Digital Reconstruction and Public Communication of Aesthetic Systems in Architecture and the Applied Arts Creative Direction and Curation by Alexandros Haridis
At the 1956 Dartmouth Summer Research Project, “creation” – “evaluation” processes were identified as one of seven key aspects of human intelligence that future AI research must address. Seven decades later, AI systems mimic creation-evaluation processes across architecture, art, design, and scientific discovery. Beyond Data-Driven Aesthetics is a cross-generational and cross-disciplinary examination of academic and industry efforts in the United States that transformed computing and AI into a medium for creative expression and judgment. Through a physical multimedia exhibition, it presents original digital reconstructions and critical analyses of the 20th- and early 21st-century rise and proliferation of creation-evaluation systems.

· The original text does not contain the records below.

PR #998, opened 2026-09-07
fix(rust): Remove toolchain selection from MODULE.bazel

gergondet-woven:
When consuming rules_rs downstream, one cannot re-use the recommended way to select the default toolchain version, i.e.:

```bzl
toolchains = use_extension("@rules_rs//rs/toolchains:module_extension.bzl", "toolchains")
toolchains.toolchain(
    edition = "2024",
    version = "1.92.0",
)
use_repo(toolchains, "default_rust_toolchains")
```

If this call doesn't specifically match the settings in aspect_rules_lint_rust, the downstream user will get an error message about conflicting versions for `default_rust_toolchains` which is not ideal.

By removing that call, rules_lint will:
- use whatever version rules_rs selects as default (typically in the examples/rust case)
- pick the version decided downstream

---

### Test plan

- Manual testing: use aspect_rules_lint_rust in a downstream project that attempt to setup a different default rust toolchain


gergondet-woven:
I think the CI failure is related to not having: https://github.com/aspect-build/rules_lint/pull/996

jbedard:
I've merged https://github.com/aspect-build/rules_lint/pull/996, can you rebase this one to make sure it's green since this is also rust related?

jbedard (approved):

jbedard:
Nevermind, I confirmed myself that fixed it, thanks! 👍

PR #999, opened 2026-09-07
fix(ruff): Make sure multiple mnemonic can co-exist

gergondet-woven:
This is following up on #952 which was missing one bit. I thought this was handled by passing the mnemonic to run_patcher but evidently not :pray:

The exhibition invites visitors on a chronological journey of how mathematicians, artists, architects, and computer scientists introduced new visual and logical languages, exploring whether calculation – by hand or by programming digital computers – can both answer traditional questions of aesthetics (i.e., the nature of creating or judging) and expand the capabilities of human creators.
Sponsored by:
Harvard Provostial Fund for Arts & Humanities
Harvard Paulson School of Engineering & Applied Sciences
MIT Department of Architecture
The Henry Ford Museum of American Innovation
Source: Alexandros Haridis, “Upcoming Exhibition – MIT Keller Gallery,” haridis.me, © 2025.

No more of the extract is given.